You can get the string either side of the word you're after using this. Just don't know how to get the word rather than the whole substring. Hopefully it's helpful.

select case when (select w.t regexp concat('[[:<:]]', w.v)) = 1 
    then substr(w.t, 1, locate(w.v, w.t)-1) else null end as 'left_word',
       w.v as word,
       case when (select w.t regexp concat(w.v, '[[:>:]]')) = 1 
    then substr(w.t, locate(w.v, w.t)+length(w.v)) else null end as 'right_word'
    from (
        select "Lorem ipsum dolor sit amet consectetur adipiscing elit." as t, "amet" as v
    ) as w;

select case when (select w.t regexp concat('[[:<:]]', w.v)) = 1 
    then substr(w.t, 1, locate(w.v, w.t)-1) else null end as 'left_word',
       w.v as word,
       case when (select w.t regexp concat(w.v, '[[:>:]]')) = 1 
    then substr(w.t, locate(w.v, w.t)+length(w.v)) else null end as 'right_word'
    from (
        select "Lorem ipsum dolor sit amet consectetur adipiscing elit." as t, "elit." as v
    ) as w;
dwxw
  • 1,089
  • 1
  • 10
  • 17
  • That is great.

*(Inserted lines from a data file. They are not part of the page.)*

PR #154, opened 2018-11-30
SWIFT-191: Add a way to provide a default value when looking up a key in a Document

Utagai:
[SWIFT-191](https://jira.mongodb.org/browse/SWIFT-191)

**NOTE** This PR can only be merged after [the PR for SWIFT-193](https://github.com/mongodb/mongo-swift-driver/pull/145). The excessive amounts of commits are mostly from that branch, so after it is merged I'll rebase and almost all of them should go away. As a result of this, this PR's diff is basically contaminated by the diff from SWIFT-193. It's probably best to wait for SWIFT-193 to be merged before even trying to review this PR, but if you'd like, the two files of interest are `Document.swift` and `DocumentTests.swift`.

This PR adds functionality to `Document` such that users can now supply a default value to the `subscript()` function. An example of this can be found in `DocumentTests.swift`, at the bottom, but here is a snippet:
```swift
let doc: Document = ["hello": "world"]
doc["DNE", default: 18.2] // Returns 18.2
doc["hello", default: 18.2] // Returns "world"
doc["DNE", default: "this is a string"] // Returns "this is a string"
doc["DNE", default: NSNull()] // Returns NSNull
```

This is added as a second subscript function that just coalesces on a call to the former. We have to do this because `subscript()` implementations cannot take default valued parameters.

Can you use this Regex I've implemented for this case: http://regexr.com?36irf – jjj Oct 02 '13 at 16:33
  • I like that regex because it allows me to specify how many surrounding keywords I want to extract. This is the regex: ((?:[\w"',.-]+\s*){0,1}["',.-]?amet["',.-]?(?:\s*[\w"',.-]+){0,1}) – jjj Oct 02 '13 at 16:34
  • I think you're not going to win because you really need capture groups to get the words you're looking for. Mysql [doesn't appear](http://stackoverflow.com/questions/6617996/simulating-regex-capture-groups-in-mysql) to support this, it only tells you if the string matches or not. You don't know how long the words are either side of your search term so you can't get the substring. As I said in my first comment, this would be far easier in a 'real' programming language. ;-/ – dwxw Oct 03 '13 at 08:45
  • Too bad, I didn't know MySQL doesn't support regex. Regex I've mentioned above would take care of extracting words. It works nicely, except I don't know how to use it with MySQL. – jjj Oct 03 '13 at 12:25
0

This returns the text but doesn't really care about words per se.

select  result.title,
        concat('... ',mid(title,greatest(1,position("Farther" in result.title)-100),least(length("Farther")+200,length(title))),' ...') as 
preview,
        result.score
from
        (select
                title,
                match(title) against('farther' in boolean mode) as score
        from articles
        where match(title) against('farther' in boolean mode)
        order by score desc) resultselect  result.title,
        concat('... ',mid(title,greatest(1,position("Farther" in result.title)-100),least(length("Farther")+200,length(title))),' ...') as 
preview,
        result.score
from
        (select
                title,
                match(title) against('farther' in boolean mode) as score
        from articles
        where match(title) against('farther' in boolean mode)


+--------------------------------------+-------------------------------------+-------------------+
| title                                | preview                                      | score             |
+--------------------------------------+-------------------------------------+-------------------+
| Morality Sees Farther Than Intellect | ... Morality Sees Farther Than Intellect ... | 16.48005485534668 |
+--------------------------------------+-------------------------------------+-------------------+
1 row in set (0.002 sec)

Don't think it works with multiple matches, just the first one.